WHAT THE TASK ASKS: Going down the data below, set down exactly the line with "-func (r *Resolver) LookupIP(ctx" and each line after it through the line with "if r.SingleHost != host"; no other lines.

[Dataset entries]

PR #5390, opened 2022-08-16
net/dnscache: use net/netip

### LINKED ISSUE #5282: net/dnscache: use net/netip
Lot of `net.IP` in there:

```
bradfitz@tsdev:~/src/tailscale.com/net/dnscache$ git grep net.IP
dnscache.go:    ip, ip6 net.IP
dnscache.go:    allIPs  []net.IPAddr
dnscache.go:    ip      net.IP       // either v4 or v6
dnscache.go:    ip6     net.IP       // nil if no v4 or no v6
dnscache.go:    allIPs  []net.IPAddr // 1+ v4 and/or v6
dnscache.go:func (r *Resolver) LookupIP(ctx context.Context, host string) (ip, v6 net.IP, allIPs []net.IPAddr, err error) {
dnscache.go:                    ipa := &net.IPAddr{
dnscache.go:                    return ip4, nil, []net.IPAddr{{IP: ip4}}, nil
dnscache.go:            return ip, nil, []net.IPAddr{{IP: ip}}, nil
dnscache.go:func (r *Resolver) lookupIPCache(host string) (ip, ip6 net.IP, allIPs []net.IPAddr, ok bool) {
dnscache.go:func (r *Resolver) lookupIPCacheExpired(host string) (ip, ip6 net.IP, allIPs []net.IPAddr, ok bool) {
dnscache.go:func (r *Resolver) lookupIP(host string) (ip, ip6 net.IP, allIPs []net.IPAddr, err error) {
dnscache.go:                            ips = append(ips, net.IPAddr{
dnscache.go:func (r *Resolver) addIPCache(host string, ip, ip6 net.IP, allIPs []net.IPAddr, d time.Duration) {
dnscache.go:func v4addrs(aa []net.IPAddr) (ret []netip.Addr) {
dnscache.go:func v6addrs(aa []net.IPAddr) (ret []netip.Addr) {
```

Part of #5162

skriptble:
Removes usage of net.IP and net.IPAddr where possible from net/dnscache.

Fixes #5282

Signed-off-by: Kris Brandow <kris.brandow@gmail.com>

### DIFF
--- a/net/dnscache/dnscache.go
+++ b/net/dnscache/dnscache.go
@@ -25,6 +25,8 @@ import (
 	"tailscale.com/util/singleflight"
 )
 
+var zaddr netip.Addr
+
 var single = &Resolver{
 	Forward: &net.Resolver{PreferGo: preferGoResolver()},
 }
@@ -90,14 +92,14 @@ type Resolver struct {
 
 // ipRes is the type used by the Resolver.sf singleflight group.
 type ipRes struct {
-	ip, ip6 net.IP
-	allIPs  []net.IPAddr
+	ip, ip6 netip.Addr
+	allIPs  []netip.Addr
 }
 
 type ipCacheEntry struct {
-	ip      net.IP       // either v4 or v6
-	ip6     net.IP       // nil if no v4 or no v6
-	allIPs  []net.IPAddr // 1+ v4 and/or v6
+	ip      netip.Addr   // either v4 or v6
+	ip6     netip.Addr   // nil if no v4 or no v6
+	allIPs  []netip.Addr // 1+ v4 and/or v6
 	expires time.Time
 }
 
@@ -147,34 +149,28 @@ var debug = envknob.Bool("TS_DEBUG_DNS_CACHE")
 //
 // If err is nil, ip will be non-nil. The v6 address may be nil even
 // with a nil error.
-func (r *Resolver) LookupIP(ctx context.Context, host string) (ip, v6 net.IP, allIPs []net.IPAddr, err error) {
+func (r *Resolver) LookupIP(ctx context.Context, host string) (ip, v6 netip.Addr, allIPs []netip.Addr, err error) {
 	if r.SingleHostStaticResult != nil {
 		if r.SingleHost != host {
-			return nil, nil, nil, fmt.Errorf("dnscache: unexpected hostname %q doesn't match expected %q", host, r.SingleHost)
+			return zaddr, zaddr, nil, fmt.Errorf("dnscache: unexpected hostname %q doesn't match expected %q", host, r.SingleHost)
 		}
 		for _, naIP := range r.SingleHostStaticResult {
-			ipa := &net.IPAddr{
-				IP:   naIP.AsSlice(),
-				Zone: naIP.Zone(),
+			if !ip.IsValid() && naIP.Is4() {
+				ip = naIP
 			}
-			if ip == nil && naIP.Is4() {
-				ip = ipa.IP
+			if !v6.IsValid() && naIP.Is6() {
+				v6 = naIP
 			}
-			if v6 == nil && naIP.Is6() {
-				v6 = ipa.IP
-			}
-			allIPs = append(allIPs, *ipa)
+			allIPs = append(allIPs, naIP)
 		}
 		return
 	}
-	if ip := net.ParseIP(host); ip != nil {
-		if ip4 := ip.To4(); ip4 != nil {
-			return ip4, nil, []net.IPAddr{{IP: ip4}}, nil
-		}
+	if ip, err := netip.ParseAddr(host); err == nil {
+		ip = ip.Unmap()
 		if debug {
 			log.Printf("dnscache: %q is an IP", host)
 		}
-		return ip, nil, []net.IPAddr{{IP: ip}}, nil
+		return ip, zaddr, []netip.Addr{ip}, nil
 	}
 
 	if ip, ip6, allIPs, ok := r.lookupIPCache(host); ok {
@@ -205,7 +201,7 @@ func (r *Resolver) LookupIP(ctx context.Context, host string) (ip, v6 net.IP, al
 			if debug {
 				log.Printf("dnscache: error resolving %q: %v", host, res.Err)
 			}
-			return nil, nil, nil, res.Err
+			return zaddr, zaddr, nil, res.Err
 		}
 		r := res.Val
 		return r.ip, r.ip6, r.allIPs, nil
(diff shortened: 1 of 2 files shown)


net/dnscache/dnscache.go
```diff
@@ -205,34 +201,34 @@ func (r *Resolver) LookupIP(ctx context.Context, host string) (ip, v6 net.IP, al
...
+			return netip.Addr{}, netip.Addr{}, nil, res.Err
 		}
 		r := res.Val
 		return r.ip, r.ip6, r.allIPs, nil
 	case <-ctx.Done():
 		if debug {
 			log.Printf("dnscache: context done while resolving %q: %v", host, ctx.Err())
 		}
-		return nil, nil, nil, ctx.Err()
+		return netip.Addr{}, netip.Addr{}, nil, ctx.Err()
```
maisem, line 212: maybe create 
`var zero netip.Addr`
and return that instead? it'll make it easier to read

net/dnscache/dnscache.go
```diff
@@ -394,29 +400,21 @@ func (d *dialer) DialContext(ctx context.Context, network, address string) (retC
 	if err != nil {
 		return nil, fmt.Errorf("failed to resolve %q: %w", host, err)
 	}
-	i4s := v4addrs(allIPs)
+	i4s := allIPs
```
maisem, line 403: doesn't this need to filter out IPv4s?

skriptble: From what I can tell this function wasn't filtering v4 addresses it was converting `net.IPAddr`s to `netip.Addr`s and wasn't actually removing v6 addresses. But looking at the code further down that appends the `v6addrs` (which does filter to only v6 addresses), maybe this code is supposed to do that. I'll update it to do that.

cc: @bradfitz

net/dnscache/dnscache.go
bradfitz: Or `zip` :)

skriptble: `zaddr`? :D

bradfitz: It will always be `netaddr.IP` to me :)

net/dnscache/dnscache.go
bradfitz: The current implementation of `func v4addrs` sure looks busted to me.

Definitely seems like the intent was to only keep the v4s. I wonder when it regressed. Or if it was always broken.

skriptble: Ah yeah, looks like it happened when the code was [converted to use `netip.Addr`](https://github.com/tailscale/tailscale/commit/8725b1405626bdec4d8693c9900992a5f4f00680#diff-da14a8a0bec0c36724730cc90cbbbc8eb8ef36192725dee561e02e62dbc6d9a1L586). I'll change it to return only v4 addresses and add back the v6 filtering as well.

bradfitz: Whoooops

bradfitz: Can you do the fix in a separate commit from the type change? So it's not lost in the noise.

Same PR is fine. Or separate. Your call.

skriptble: Sure, I'll throw up another PR for it.

net/dnscache/dnscache.go
```diff
@@ -25,6 +25,8 @@ import (
 	"tailscale.com/util/singleflight"
 )
 
+var zaddr netip.Addr
```
maisem, line 28: oh i meant as a var in the func, global var seems overkill?

maisem: oh i see it is used in multiple funcs

net/dnscache/dnscache.go
```diff
@@ -252,7 +250,26 @@ func (r *Resolver) lookupTimeoutForHost(host string) time.Duration {
 	return 10 * time.Second
 }
 
-func (r *Resolver) lookupIP(host string) (ip, ip6 net.IP, allIPs []net.IPAddr, err error) {
+func ip2addrs(n []net.IPAddr) []netip.Addr {
+	ips := make([]netip.Addr, 0, len(n))
+	for _, ip := range n {
+		if len(ip.IP) == 4 {
```
maisem, line 256: docs say
> Note that in this documentation, referring to an IP address as an IPv4 address or an IPv6 address is a semantic property of the address, not just the length of the byte slice: a 16-byte slice can still be an IPv4 address.

skriptble: From reading the code this looks like it's referring to 4in6 addresses. I'm fine with converting 4in6 addresses to IPv4 addresses here. Wasn't sure if we wanted to preserve the 4in6 format for some reason.

net/dnscache/dnscache.go
skriptble: Yeah, there's a bunch of instances of it, so it seemed better to just make one global declaration.

net/dnscache/dnscache.go
```diff
@@ -252,7 +250,26 @@ func (r *Resolver) lookupTimeoutForHost(host string) time.Duration {
...
+			ips = append(ips, netip.AddrFrom4(*(*[4]byte)(ip.IP)))
+		} else {
+			ips = append(ips, netip.AddrFrom16(*(*[16]byte)(ip.IP)).WithZone(ip.Zone))
+		}
+	}
+	return ips
+}
+
+func ip2addr(ip net.IP) netip.Addr {
+	if len(ip) == 4 {
```
maisem, line 266: netip.AddrFromSlice?

maisem: or https://pkg.go.dev/go4.org/netipx?utm_source=godoc#FromStdIP

skriptble: There's a `bool` that's returned from that, which we could ignore, but then we'd have silent failures if something went wrong. With this we just fail loudly because something is very wrong if we're getting a `net.IP` that isn't either 4 or 16 bytes long.

maisem: we could panic on `!ok` :)

skriptble: That's more lines of code to do the same thing :P

maisem: But it makes readability better because I can go read docs in the library.

skriptble: I don't follow, how is reading the docs for `AddrFromSlice` any better than reading the docs for `AddrFrom4` and `AddrFrom16`? If we want it to have better readability I can add a doc comment to the function explaining what it does, but I don't think that changing this to use `AddrFromSlice` adds enough. As is this is pretty straightforward code.

net/dnscache/dnscache.go
```diff
@@ -610,21 +610,20 @@ func interleaveSlices[T any](a, b []T) []T {
...
 	}
 	return ret
 }
 
-func v6addrs(aa []net.IPAddr) (ret []netip.Addr) {
+func v6addrs(aa []netip.Addr) (ret []netip.Addr) {
 	for _, a := range aa {
-		if ip, ok := netip.AddrFromSlice(a.IP); ok && ip.Is6() {
-			ret = append(ret, ip)
+		if a.Is6() {
```
bradfitz, line 625: `&& !a.Is4In6()` probably? otherwise the same IP can match both v4addrs and v6addrs

net/dnscache/dnscache.go
```diff
@@ -147,34 +149,30 @@ var debug = envknob.Bool("TS_DEBUG_DNS_CACHE")
...
-				v6 = ipa.IP
+			if !v6.IsValid() && naIP.Is6() {
+				v6 = naIP
 			}
-			allIPs = append(allIPs, *ipa)
+			allIPs = append(allIPs, naIP)
 		}
 		return
 	}
 	if ip := net.ParseIP(host); ip != nil {
```
bradfitz, line 168: use netip.ParseAddr instead?

net/dnscache/dnscache.go
skriptble: Good catch, I'll update this.

net/dnscache/dnscache.go
bradfitz: then you don't even need ip2addr?

skriptble: Oh, I don't think I even noticed that when I first wrote this code. Updated.

net/dnscache/dnscache.go
skriptble: Updated to convert the address to IPv4 here.

net/dnscache/dnscache.go
```diff
@@ -262,55 +270,46 @@ func (r *Resolver) lookupIP(host string) (ip, ip6 net.IP, allIPs []net.IPAddr, e
 
 	ctx, cancel := context.WithTimeout(context.Background(), r.lookupTimeoutForHost(host))
 	defer cancel()
-	ips, err := r.fwd().LookupIPAddr(ctx, host)
-	if err != nil || len(ips) == 0 {
+	ipsn, err := r.fwd().LookupIPAddr(ctx, host)
```
maisem, line 273: use LookupNetIP instead?

skriptble: Updated.

maisem (approved):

RESULT:
-func (r *Resolver) LookupIP(ctx context.Context, host string) (ip, v6 net.IP, allIPs []net.IPAddr, err error) {
+func (r *Resolver) LookupIP(ctx context.Context, host string) (ip, v6 netip.Addr, allIPs []netip.Addr, err error) {
 	if r.SingleHostStaticResult != nil {
 		if r.SingleHost != host {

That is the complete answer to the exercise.